Good Bloke, expert diet planning. Not sure if he's taking on new clients, but ye could do far worse than to take a ride with him on this topic.


----------



## Marja14 (Jul 23, 2020)

NbleSavage said:


> OP - check out forum member and Mod Spongy.
> 
> Good Bloke, expert diet planning. Not sure if he's taking on new clients, but ye could do far worse than to take a ride with him on this topic.



I actually looked him up but cannot send a PM as I do not have enough posts as of yet since I just recently joined the forum...long-time stalker, short-time walker 

I really like the helios post he posted as well. Extremely informative.


----------



## brock8282 (Jul 23, 2020)

If learning about diet/nutrition is the biggest goal, it would be hard to beat Chris Tuttle. 

I don’t know spongy but a lot of people here speak highly of him so I’m sure that would be a great option as well.


----------



## snake (Jul 23, 2020)

I never thought I'd see the day that "Diet Coach" was actually a word. It's all out there for you to research and a "Diet Coach" isn't going to achieve a better result then you can on your own; if you want it.


----------



## brock8282 (Jul 23, 2020)

snake said:


> I never thought I'd see the day that "Diet Coach" was actually a word.
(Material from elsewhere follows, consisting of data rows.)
PR #643, opened 2017-01-11
Change heatmap animation permalink

Kully:


Kully:
@cldougl Changing permalink from `heatmap` to `heatmap-animation` since `heatmaps` already exists for just the Heatmaps page.

cldougl:
💃

PR #655, opened 2017-01-17
Python data upload styling

Kully:


Kully:
@cldougl So when I switched the base branch to `source-design-merge`, it said that both branches were identical and so I couldn't open the PR.

I was on a separate branch locally so I don't know why this happened.

PR #675, opened 2017-01-30
added delete-all-plots-and-grids example

Kully:
Ready for a review. I just added the delete-all-plots-and-grids to the bottom of the privacy doc page.
cc @cldougl


Kully:
@cldougl Okay, now it's looking good. Only thing I didn't do is update the linked `ipython notebook` for download. I can update after this gets merged as I don't want to keep the user hanging much longer.

cldougl:
💃

PR #700, opened 2017-02-23
Add docs and a codepen explaining null vs. undefined in restyle

rreusser:
This PR adds docs and a codepen explaining the behavior of null vs. undefined. (null affirmatively resets to default, undefined is understood as unspecified and is ignored.) It's a subtle-but-useful feature that was added in https://github.com/plotly/plotly.js/pull/844


cldougl:
nice @rreusser !!
I think it may be helpful to add a `null/null` ("reset") button in so that users can see how each option affects the graph from the beginning state.

rreusser:
Good idea. Updated!

cldougl:
💃 💃

PR #705, opened 2017-02-28
Fixed "Line Shape Options for Interpolation" example

SebastianNiemann:


SebastianNiemann:
My false, I read the contribution guideline to late. I will submit another PR fixing the error in the correct branch.

PR #98, opened 2016-03-11
Fix missing dns function message

kaklakariada:
Fix error message for missing dns api function


kaklakariada:
Good point, I did not see this.

Neilpang:
Thanks, 
BTW, I suggest you rebase the code.  it seems too complicated.

PR #99, opened 2016-03-12
concatenate cert parts during issue

avonderluft:
accomodates needs of various web servers


Neilpang:
Thanks.   I just added fullchain support.  please try again.

PR #120, opened 2016-04-08
Save ACCOUNT_CONF_PATH in crontab

Fabian-Gruenbichler:
Setting ACCOUNT_CONF_PATH to a non-default location when
calling le.sh install or le.sh installcronjob should have an
effect on the generated crontab entry, otherwise the cron
job runs with unexpected (default) settings.

For example, installing with ACCOUNT_CONF_PATH=/some/path/account.conf , then setting STAGE=1 in that config file and getting some test certificates could lead to a cron job that would run with STAGE=0 in 2.5 months and issue non-stage certificates! 

A similar issue applies to the DNS API related settings, but those probably just mean that the cron job will fail? Haven't tested those as I don't use any of the configured DNS providers.

### DIFF
--- a/le.sh
+++ b/le.sh
@@ -1449,12 +1449,12 @@ installcronjob() {
       _err "Can not install cronjob, le.sh not found."
       return 1
     fi
-    crontab -l | { cat; echo "0 0 * * * LE_WORKING_DIR=\"$LE_WORKING_DIR\" $lesh cron > /dev/null"; } | crontab -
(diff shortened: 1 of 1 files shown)


Neilpang:
fixed.  d53289d707d72ceec0282c265f345228ef333f90

If you set " ACCOUNT_CONF_PATH=/some/path/account.conf " when install:

```
ACCOUNT_CONF_PATH=/some/path/account.conf   ./le.sh  --install
``` 

This value will be saved to the default `~/.le/accoung.conf` file.   The default file only contains one line:
```
 ACCOUNT_CONF_PATH=/some/path/account.conf 
```

Which points to the real config file.

Any further configs will be saved in the real config file.

The cron job is not changed.

In this fix,  the customized account conf can also be used in interactive command line.

Please try again,   you'd better remove your existing `~/.le/accoung.conf` file first, and try rre-install again.

Fabian-Gruenbichler:
Yes, this solution works as well!

PR #121, opened 2016-04-08
Set ACCOUNT_KEY_PATH and ACCOUNT_EMAIL in _initconf()

Fabian-Gruenbichler:
this enables the following one liner for initial configuration at install time, which would mean that most users would never need to touch their account.conf manually:

    ACCOUNT_CONF_PATH=/path/to/account.conf ACCOUNT_KEY_PATH=/path/to/account.key ACCOUNT_EMAIL=some@valid.email ./le.sh install

### DIFF
--- a/le.sh
+++ b/le.sh
@@ -1609,6 +1609,13 @@ USER_AGENT=\"le.sh client: $PROJECT\"
 
     " > $ACCOUNT_CONF_PATH
   fi
+  if [ -n "$ACCOUNT_KEY_PATH" ]; then
+    _sed_i "s/^#ACCOUNT_KEY_PATH=.*$/ACCOUNT_KEY_PATH=\"${ACCOUNT_KEY_PATH//\//\\\/}\"/g" "$ACCOUNT_CONF_PATH"
+  fi
+
+  if [ -n "$ACCOUNT_EMAIL" ]; then
+    _sed_i "s/^#ACCOUNT_EMAIL=.*$/ACCOUNT_EMAIL=\"${ACCOUNT_EMAIL//\//\\\/}\"/g" "$ACCOUNT_CONF_PATH"
+  fi
 }
 
 _precheck() {


Neilpang:
It's good idea to save the conf path and  email.

Please use `_saveaccountconf()`  function to save conf values,  do not use `sed`.

please fix and re-pull

Neilpang:
It's not necessary to define it in the command line.

The user can save it in the `account.conf` file,  yes,  the  saved value will override the default one.

See the `_initpath()`  function:
```
_initpath() {

  if [ -z "$LE_WORKING_DIR" ]; then
    LE_WORKING_DIR=$HOME/.le
  fi
  
  if [ -z "$ACCOUNT_CONF_PATH" ] ; then
    ACCOUNT_CONF_PATH="$LE_WORKING_DIR/account.conf"
  fi
  
  if [ -f "$ACCOUNT_CONF_PATH" ] ; then
    source "$ACCOUNT_CONF_PATH"
  fi

```

Neilpang:
BTW,  and it's not normal case and not recommended to re-define `ACCOUNT_CONF_PATH`.

Fabian-Gruenbichler:
I know that it is possible to set those in the `account.conf` itself, but I figure that setting them when calling `le.sh install` probably means that the user wants them to be set in the generated config file as well. Would you be more happy if instead of sed-ing them into the file, they are put into the the `account.conf` template itself (with the default values set to the current, commented out settings)? If so, I would refresh this PR with a sed-less version like this (still only affecting the initally generated default configuration file!).

Some background on why we need to set `ACCOUNT_CONF_PATH` (and `ACCOUNT_KEY_PATH`) to non-standard locations, while keeping `LE_WORKING_DIR` standard might shed some light onto our motivation:
In Proxmox VE, we use a cluster wide synchronized file system mounted at the same path on every node. which is used to manage configuration files for the cluster (storage, cluster network, firewall) and for the VMs and containers running on the various nodes. When enabling LE certificates, each node needs to issue and renew the certificate for that one node (so we need per-node `LE_WORKING_DIR`s), but we want to use a single shared `account.conf` and `account.key` for all nodes in a cluster (i.e., `ACCOUNT_CONF_PATH` and the contained `ACCOUNT_KEY_PATH` both point to a location on our cluster filesystem). 

We'd like to make this setup as easy as possible for our users, which is why a single `le.sh install` and a single `le.issue` command per node - without manual fiddling with config files or crontab entries - would be perfect. Unfortunately it is technically not possible to use  symlinks from `LE_WORKING_DIR` to our cluster fs, so setting `ACCOUNT_CONF_PATH` is the only way to achieve this without complicated workarounds.

Neilpang:
Ok, adding it.

PR #127, opened 2016-04-12
incorrect parameter for keypath

roozbehk:
after issuing certificate 
```bash
le --issue   -d domain.tld  -w  /var/www/domain.tld 
```
--keypath is set to "no" and is not copied to ssl directories. 
```bash
le --installcert  -d domain.tld \
--certpath /etc/nginx/ssl/domain.tld.cer  \
--keypath  /etc/nginx/ssl/domain.tld.key \
--capath   /etc/nginx/ssl/ca.cer   \
--reloadcmd  "service nginx reload" \
--fullchainpath /etc/nginx/ssl/fullchain.cer 
```


Neilpang:
Thanks.

PR #158, opened 2016-04-18
Fixes hidden curl errors, adds exit level checking to curl calls

tsaavik:
Took me a really long time to troubleshoot a curl failure (certs), so I added this fixes to help others out

### DIFF
--- a/acme.sh
+++ b/acme.sh
@@ -492,12 +492,12 @@ _post() {
     if [ "$needbase64" ] ; then
       response="$($CURL -A "User-Agent: $USER_AGENT" -X POST --data "$body" $url | _base64)"
       if [[ $? -gt 0 ]] ;then
-         _err "Curl failed with exit code $?, trying running script in DEBUG=1 mode"
+         _err "Curl failed with exit code $?, trying running script in DEBUG=2 mode"
       fi
     else
       response="$($CURL -A "User-Agent: $USER_AGENT" -X POST --data "$body" $url)"
       if [[ $? -gt 0 ]] ;then
-         _err "Curl failed with exit code $?, trying running script in DEBUG=1 mode"
+         _err "Curl failed with exit code $?, trying running script in DEBUG=2 mode"
       fi
     fi
   else
@@ -521,12 +521,12 @@ _get() {
     if [ "$onlyheader" ] ; then
       $CURL -I -A "User-Agent: $USER_AGENT" $url
       if [[ $? -gt 0 ]] ;then
-       _err "Curl failed with exit code $?, trying running script in DEBUG=1 mode"
+       _err "Curl failed with exit code $?, trying running script in DEBUG=2 mode"
       fi
     else
       $CURL -A "User-Agent: $USER_AGENT" $url
       if [[ $? -gt 0 ]] ;then
-       _err "Curl failed with exit code $?, trying running script in DEBUG=1 mode"
+       _err "Curl failed with exit code $?, trying running script in DEBUG=2 mode"
       fi
     fi
   else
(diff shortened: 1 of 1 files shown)


acme.sh
```diff
@@ -491,8 +491,14 @@ _post() {
     CURL="$CURL --dump-header $HTTP_HEADER "
     if [ "$needbase64" ] ; then
       response="$($CURL -A "User-Agent: $USER_AGENT" -X POST --data "$body" $url | _base64)"
+      if [[ $? -gt 0 ]] ;then
+         _err "Curl failed with exit code $?, trying running script in DEBUG=1 mode"
```
Neilpang: please use  new  `--debug`

acme.sh
```diff
@@ -491,8 +491,14 @@ _post() {
     CURL="$CURL --dump-header $HTTP_HEADER "
     if [ "$needbase64" ] ; then
       response="$($CURL -A "User-Agent: $USER_AGENT" -X POST --data "$body" $url | _base64)"
+      if [[ $? -gt 0 ]] ;then
```
Neilpang: do not use  '[[',   just use '[' instead.

```
if [ "$?" = "0" ] ;then

```

Since, '[['  is only in bash.

acme.sh
```diff
@@ -520,13 +520,13 @@ _get() {
   if _exists "curl" ; then
     if [ "$onlyheader" ] ; then
       $CURL -I -A "User-Agent: $USER_AGENT" $url
-      if [[ $? -gt 0 ]] ;then
-       _err "Curl failed with exit code $?, trying running script in DEBUG=2 mode"
+      if [ $? -gt 0 ] ;then
```
Neilpang: In the '_get()' function,  please move the change to the end of the function, so it covers both the curl and wget.  There is a variable `ret` for use.

And I think just using equal sign is ok,  instead of  `-gt`

acme.sh
```diff
@@ -491,13 +491,13 @@ _post() {
     CURL="$CURL --dump-header $HTTP_HEADER "
     if [ "$needbase64" ] ; then
       response="$($CURL -A "User-Agent: $USER_AGENT" -X POST --data "$body" $url | _base64)"
-      if [[ $? -gt 0 ]] ;then
-         _err "Curl failed with exit code $?, trying running script in DEBUG=2 mode"
+      if [ $? -gt 0 ] ;then
```
Neilpang: In this `post()` function, please add a `ret` variable to use, just as we did in the `_get()` function.
Thanks.

acme.sh
tsaavik: wget can return error codes from 0-8.
curl can return different error levels from 1 to 90

I can flip the logic to succeed when == 0, but then the final 'good' exit point will no longer be at the bottom, which seemed to be a convention that was being followed? (maybe not?)

acme.sh
tsaavik: done!

acme.sh
```diff
@@ -491,8 +491,14 @@ _post() {
     CURL="$CURL --dump-header $HTTP_HEADER "
     if [ "$needbase64" ] ; then
       response="$($CURL -A "User-Agent: $USER_AGENT" -X POST --data "$body" $url | _base64)"
+      if [ $? -gt 0 ] ;then
```
Neilpang: so,  why not add a variable "ret" here,  and move this block to the end of this "_post()" function?

tsaavik: Isn't that what I did in the last patch?

Neilpang:
Sorry, please  pull  the latest code, and create a new pull request.

Thanks.

Neilpang:
As far as I just tested,  the `wget` may return non-zero code even if it successed.   Please double check.

tsaavik:
will check, although it shouldn't according to docs
https://www.gnu.org/software/wget/manual/html_node/Exit-Status.html

tsaavik:
This was done in a later commit

PR #176, opened 2016-04-27
Added standalonePort option

akaoj:
If you can't be root on the machine, or already have something running on port 80, you can now specify which port for the HTTP server to bind to.

### DIFF
--- a/README.md
+++ b/README.md
@@ -135,6 +135,7 @@ Parameters:
 
   --webroot, -w  /path/to/webroot   Specifies the web root folder for web root mode.
   --standalone                      Use standalone mode.
+  --standalonePort                  The port to bind the HTTP server to, if in standalone mode.
   --apache                          Use apache mode.
   --dns [dns-cf|dns-dp|dns-cx|/path/to/api/file]   Use dns mode or dns api.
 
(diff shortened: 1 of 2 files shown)


Shuro:
This would be a good thing :+1:

arrowcircle:
Thats awesome!!!

heldchen:
let's encrypt will check port 80 tho, so you'd have to make sure to redirect the request somehow...

arrowcircle:
@heldchen How to deal with nginx running on 80 port? Only with webroot? Running verification on different port will easy the life.

Neilpang:
As acme protocol requires,  the public port for validation must be `80` or `443`.     

This `Le_HTTPPort` is only for use in case that the server is behind a load balancer or reverse proxy.

Do not expect it to work on non `80` port.

akaoj:
Well I should have made my commit more explicit.
This is only useful if you have, like me, a reverse proxy / load balancer running in front of your Web servers, so that you can forward the LE requests to another port (maybe on another machine).
In my personal case, I can't use this script without my patch.

Neilpang:
added.  --httpport     39c8f79f3ef8b1e16c21198fbc8f2936d806a1d8

PR #178, opened 2016-05-03
fix Le_Webroot check

defanor:
Go for other options if it is equal to "no", not if it merely contains "no".

Not sure if fixed properly, just had to do that in order to use a webroot path that contains "no".

### DIFF
--- a/acme.sh
+++ b/acme.sh
@@ -1057,7 +1057,7 @@ issue() {
     Le_Keylength=""
   fi
   
-  if _contains "$Le_Webroot" "no" ; then
+  if [ "$Le_Webroot" = "no" ] ; then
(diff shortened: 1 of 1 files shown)


Neilpang:
Thanks for you code, but it's not working.  We support hybrid mode. For example, the webroot string may look like:
```
no
/home/a.com,no
/home/a.com,no,no,/home/b.com
/home/a.com,no,apache,/home/wwwroot/b.com

```

So, just use equal sign is not enough.

Anyway, I just fixed it :  c53da1ef7264f96eddefcc37c8e3361591f3b266

Please try again.

Thanks.

defanor:
Works now, thanks.

PR #205, opened 2016-05-31
Add Nginx reverse proxy option

Thulium-Drake:
This adds documentation for the configuration required to make a Nginx reverse proxy
handle the ACME client's requests for proof of domain ownership.

### DIFF
--- a/README.md
+++ b/README.md
@@ -222,6 +222,30 @@ If your DNS provider supports API access, we can use API to automatically issue 
 
 You don't have do anything manually!
 
+# Run on Nginx Reverse Proxy
+
+**(requires you be root/sudoer, since it is required to interact with nginx server)**
+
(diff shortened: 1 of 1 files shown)


tinproject:
What I do in nginx is:
```nginx
        location /.well-known/acme-challenge/ {
                alias /var/www/letsencrypt_webroot/.well-known/acme-challenge/;
        }
```
The `/var/www/letsencrypt_webroot` must be writable by the user that excutes acme.sh and readable by nginx user, in my case acme:www-data.

heldchen:
@Thulium-Drake careful, the new section you added broke up the existing DNS section. 

also, I think this should rather go into a wiki page as it does *not* describe how to use acme.sh but rather shows one of many, many possible webserver configuration methods.

PR #4457, opened 2023-01-04
Allow renew time relative to the expiration date

### LINKED ISSUE #3413: Consider to use openssl -enddate to determine certificate renewal
The default renew delay used by acme.sh is 60 days. This makes absolutely sense for 90-day certificates issued by LE. But amce.sh also supports other RFC-8555 compliant CAs. For eg. Sectigo issues 1-year certificates through ACME. In this case I think 60 days is not really appropriate. I know that one can set the delay (`Le_RenewalDays`) in each domain-conf but my idea would be to use `openssl -enddate` to determine the expiration date of a successful issued certificate and then substract the amount of days the certificate should be renewed earlier (eg. expiredate - 30 days).

I already run my own bash script as `--post-hook` to achieve this (I can provide the code if needed), but I think it could be a nice feature to have acme.sh support this out of the box...

AlexanderS:
You can now set a negative value for days, that will be subtracted from the expiration date of the generated certificate.

This will fix #3413.

### DIFF
--- a/acme.sh
+++ b/acme.sh
@@ -1867,7 +1867,7 @@ _ssldate2time() {
   if date -j -f "%b %d %T %Y %Z" "$1" +"%s" 2>/dev/null; then
     return
   fi
-  _err "Can not parse _date2time $1"
+  _err "Cannot parse _ssldate2time $1"
   return 1
 }
 
--- a/acme.sh
+++ b/acme.sh
@@ -1018,7 +1018,19 @@ _checkcert() {
 #file
 _enddate() {
   _cf="$1"
-  ${ACME_OPENSSL_BIN:-openssl} x509 -noout -enddate -in "$_cf" | cut -d = -f 2
+  _res="$(${ACME_OPENSSL_BIN:-openssl} x509 -noout -enddate -in "$_cf")"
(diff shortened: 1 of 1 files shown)


AlexanderS:
I do not think, the error of the pipeline is related to the pull request.

saudiqbal:
Any update on this PR?

saudiqbal:
??? Nothing?

saudiqbal:
Looks like someone else needs to take over this project, acmesh-official is not doing anything for pull requests.

lukastribus:
Ultimately #4944 ARI support is going to fulfill this need in most cases, I can see that the work has already began.

The change in this PR would still be useful nonetheless of course.

saudiqbal (approved):
Please approve the PR for relative expiry date.

AlexanderS:
@neilpang Any comments on this? Did you maybe miss this PR by accident?

neilpang:
please also add thie usage in the showhelp() method, so that everyone knows it can be negative numbers.

AlexanderS:
I have updated the PR and included the various suggestions from Copilot (although the extensive error checking does not align with other parts of the code).

PR #4477, opened 2023-01-28
Add docker oathtool option

OrpheeGT:
oathtool binary is not available in DSM6 or DSM7.

It needs to sideload binary and dependencies from debian or anything else to make it works...

As we have docker synology package available on most of Synology products, using a docker container is a good alternative.

This commit replace oathtool binary with docker run commandline. the first time the command is launched, it will take some time to download missing docker image locally.

### DIFF
--- a/deploy/synology_dsm.sh
+++ b/deploy/synology_dsm.sh
@@ -20,7 +20,7 @@
 # Dependencies:
 # -------------
 # - jq and curl
-# - docker (When using 2 Factor Authentication and SYNO_TOTP_SECRET is set)
+# - oathtool or docker (When using 2 Factor Authentication and SYNO_TOTP_SECRET is set)
 #
 #returns 0 means success, otherwise error.
 
@@ -94,10 +94,17 @@ synology_dsm_deploy() {
 
   otp_code=""
   if [ -n "$SYNO_TOTP_SECRET" ]; then
-    if _exists docker; then
-      otp_code="$(docker run --rm -it toolbelt/oathtool --base32 --totp "${SYNO_TOTP_SECRET}" 2>/dev/null | cut -b 1-6)"
+    if _exists oathtool; then
+      otp_code="$(oathtool --base32 --totp "${SYNO_TOTP_SECRET}" 2>/dev/null)"
+    elif _exists docker; then
+      if [[ "$(docker images -q toolbelt/oathtool:latest 2> /dev/null)" == "" ]]; then
+        read -e -p "docker is available but oathtool docker image must be downloaded, do you want to download it (Y) or abort (N) ? " choice
+        [[ "$choice" == [Yy]* ]] && docker image pull toolbelt/oathtool:latest && otp_code="$(docker run --rm -it toolbelt/oathtool --base32 --totp "${SYNO_TOTP_SECRET}" 2>/dev/null | cut -b 1-6)" || { echo "Abort requested or download failed"; return 1; }
+      else
+        otp_code="$(docker run --rm -it toolbelt/oathtool --base32 --totp "${SYNO_TOTP_SECRET}" 2>/dev/null | cut -b 1-6)"
+      fi
     else
-      _err "docker could not be found, install docker synology package to use SYNO_TOTP_SECRET"
+      _err "neither oathtool or docker could be found, install oathtool binary or docker synology package to use SYNO_TOTP_SECRET"
       return 1
     fi
   fi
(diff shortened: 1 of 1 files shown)


tresni:
I'm not sure that straight up replacing oathtool with docker is the right choice.

1. There are people that already have everything setup with oathtool and this will break their setup
2. People may not want to install docker
3. This will automatically pull the image without input from the user if they hit that code path

To me, those last 2 things are the major issue.  I would instead leave the oathtool code as is, put a check to see if `docker` is installed, if it is *and* they have either pulled the image already or set some variable in the configuration, only then would I execute a command that can pull down an new image.

Also, bear in mind that this script *does not* have to be run on Synology host, while it is likely the primary use case, I've tried to make sure that it can be run on any networked machine that has access to the synology host.  So getting oathtool may not be that big of an issue for many people.

OrpheeGT:
I restored oathtool binary option
and added a prompt request to download image when docker is available

tresni:
I'm definitely more comfortable with that.  Thanks for making the changes!

Neilpang:
send the pr to the dev branch.  never ever send pr to master branch.

deploy/synology_dsm.sh
```diff
@@ -96,8 +96,15 @@ synology_dsm_deploy() {
   if [ -n "$SYNO_TOTP_SECRET" ]; then
     if _exists oathtool; then
       otp_code="$(oathtool --base32 --totp "${SYNO_TOTP_SECRET}" 2>/dev/null)"
+    elif _exists docker; then
+      if [[ "$(docker images -q toolbelt/oathtool:latest 2> /dev/null)" == "" ]]; then
+        read -e -p "docker is available but oathtool docker image must be downloaded, do you want to download it (Y) or abort (N) ? " choice
```
Neilpang, line 101: don't use this interactive anwsers.
just show an info message ,and use the  "docker run"  command.

OrpheeGT: @tresni requested a prompt before pulling the docker image... do I added the interactive answer.

But I can remove the prompt and directly pull the image, it was my first attempt before @tresni's request.

I don't know how to comply with tresni's request but not requesting user interaction...

tresni: I think the answer is to display the info message and tell the user to install the docker image using `docker pull`.  Pulling down a container automatically into an unknown environment is a bad idea. So if @Neilpage is saying no to interactive commands, then the only thing to do is show a message and exit.

tresni: I think we need to put an option around the docker stuff anyway as `docker run` will pull an image if it's not available locally. So this whole block likely needs to change.

```
$ docker run --rm -it toolbelt/oathtool --base32 --totp BADD0G
Unable to find image 'toolbelt/oathtool:latest' locally
latest: Pulling from toolbelt/oathtool
8921db27df28: Pull complete
882084980d3c: Pull complete
Digest: sha256:f4c7fafb00fef5178ffbdf7b6e9f58e234617bb035967c3ba6f879f1f47a4bf3
Status: Downloaded newer image for toolbelt/oathtool:latest
WARNING: The requested image's platform (linux/amd64) does not match the detected host platform (linux/arm64/v8) and no specific platform was requested
oathtool: base32 decoding failed: Base32 string is invalid
```

deploy/synology_dsm.sh
```diff
@@ -96,8 +96,15 @@ synology_dsm_deploy() {
...
+        [[ "$choice" == [Yy]* ]] && docker image pull toolbelt/oathtool:latest && otp_code="$(docker run --rm -it toolbelt/oathtool --base32 --totp "${SYNO_TOTP_SECRET}" 2>/dev/null | cut -b 1-6)" || { _err "Abort requested or download failed"; return 1; }
+      else
+        otp_code="$(docker run --rm -it toolbelt/oathtool --base32 --totp "${SYNO_TOTP_SECRET}" 2>/dev/null | cut -b 1-6)"
+      fi
```
tresni, line 105:
```suggestion
    elif _exists docker && [ -n "$SYNO_USE_DOCKER" ] ; then
      otp_code="$(docker run --rm -it toolbelt/oathtool --base32 --totp "${SYNO_TOTP_SECRET}" 2>/dev/null | cut -b 1-6)"
```

tresni (changes requested):

deploy/synology_dsm.sh
tresni: Works for me!

Eagle3386:
@OrpheeGT sorry for being late to the party, but since #4646 was merged recently, there's no need for `oathtool` anymore.

While old setups continue to work as before, any new one uses Synology's API to get a `device ID` on first (manual) run, requiring just a one-time input of the TOTP code for the user account in question.
Any subsequent run will then use said `device ID` instead of requiring yet another TOTP code or even storing the TOTP secret _at all_ as the previous implementation did.

Therefore, IMHO, this PR is obsolete as there's neither a requirement for `oathtool` nor Docker at all anymore. Please, correct me if I'm wrong, though. 😅
Otherwise, this PR might be closed, reducing review workload for Neil as well. 😉

Eagle3386:
Well, I can't, because it's your PR & I'm only a contributor like you, not a maintainer.. 😅

PR #4506, opened 2023-02-15
Check validity of authz for wildcard domains, too

AlexanderS:
Authorizations for wildcard domains can also be already valid (esp. when using external account bindings).


AlexanderS:
This was already fixed by: #4150

PR #4509, opened 2023-02-17
Ssh deploy config sets

HRHDaniel:
I had a case where I needed to do ssh deploys to different servers with different configuration options.  Seems like that has also been requested in the forums.  I updated the ssh module so that it can run multiple times with different configuration options using a provided list of suffixes for the configuration variables.  It will also continue to support no suffixes so as to not break any current configuration or those that don't need this option.

Additionally there was a bug in _getdeployconf() not allowing it to read in values that contain spaces - 1 line fix in acme.sh for that bug.

### DIFF
--- a/acme.sh
+++ b/acme.sh
@@ -2398,6 +2398,7 @@ _getdeployconf() {
     return 0 # do nothing
   fi
   _saved="$(_readdomainconf "SAVED_$_rac_key")"
+  _saved=$(echo "$_saved" | sed 's/"/\\"/g')
   eval $_rac_key="\"$_saved\""
   export $_rac_key
 }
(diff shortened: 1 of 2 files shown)


PMExtra:
You don't need `_migratedeployconf` with your new options, it's only designed to migrate the old configurations.

HRHDaniel:
@PMExtra Thanks for taking a look.  I believe the only one that is really a new option is "DEPLOY_SSH_CONFIG_SETS" and I don't call migrate for that.  The "old" options were suffixed with "${_config_suffix}" ... I left the call `_migratedeployconf ` for those even though the suffix was added as the config suffix is optional and will be blank for existing configurations that may still need to be migrated.

PMExtra:
Oh, I see. It's awesome.
I suggest you making only one thing with one PR.
Thus we can request to merge the bug fix as soon as possible, then evaluate the new features more carefully.

PMExtra:
Oh, I see. It's awesome.
I suggest you making only one thing with one PR.
Thus we can request to merge the bug fix as soon as possible, then evaluate the new features more carefully.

It's all out there for you to research and a "Diet Coach" isn't going to achieve a better result then you can on your own; if you want it.



i completely agree but it saves people from being their own worst enemy making changes too often/too drastically, being paranoid they are losing too much or gaining too much too fast or too slow. People can really over think things. It really depends on what your ultimate goals are for if it is worth it and your financial situation. If a good coach is a drop in the bucket then why not? Saves a lot of time reading and trying to avoid bad information. Plus the accountability factor.


----------



## Seeker (Jul 23, 2020)

I'm pretty sure Spongy announced recently that his coaching days are over as his career has taken him in a new direction. The joys of learning diet and nutrition can be very rewarding because it will advance your goals to a higher level. But yes, some people do NEED that coaching as an  accountability source. Our departed Jen was a perfect example. She knew her stuff but needed that added coaching support to push her along.


----------



## snake (Jul 23, 2020)

brock8282 said:


> i completely agree but it saves people from being their own worst enemy making changes too often/too drastically, being paranoid they are losing too much or gaining too much too fast or too slow. People can really over think things. It really depends on what your ultimate goals are for if it is worth it and your financial situation. If a good coach is a drop in the bucket then why not? Saves a lot of time reading and trying to avoid bad information. Plus the accountability factor.




You have some good points Brock and if it get's you where you want to be, I guess the end justifies the means. 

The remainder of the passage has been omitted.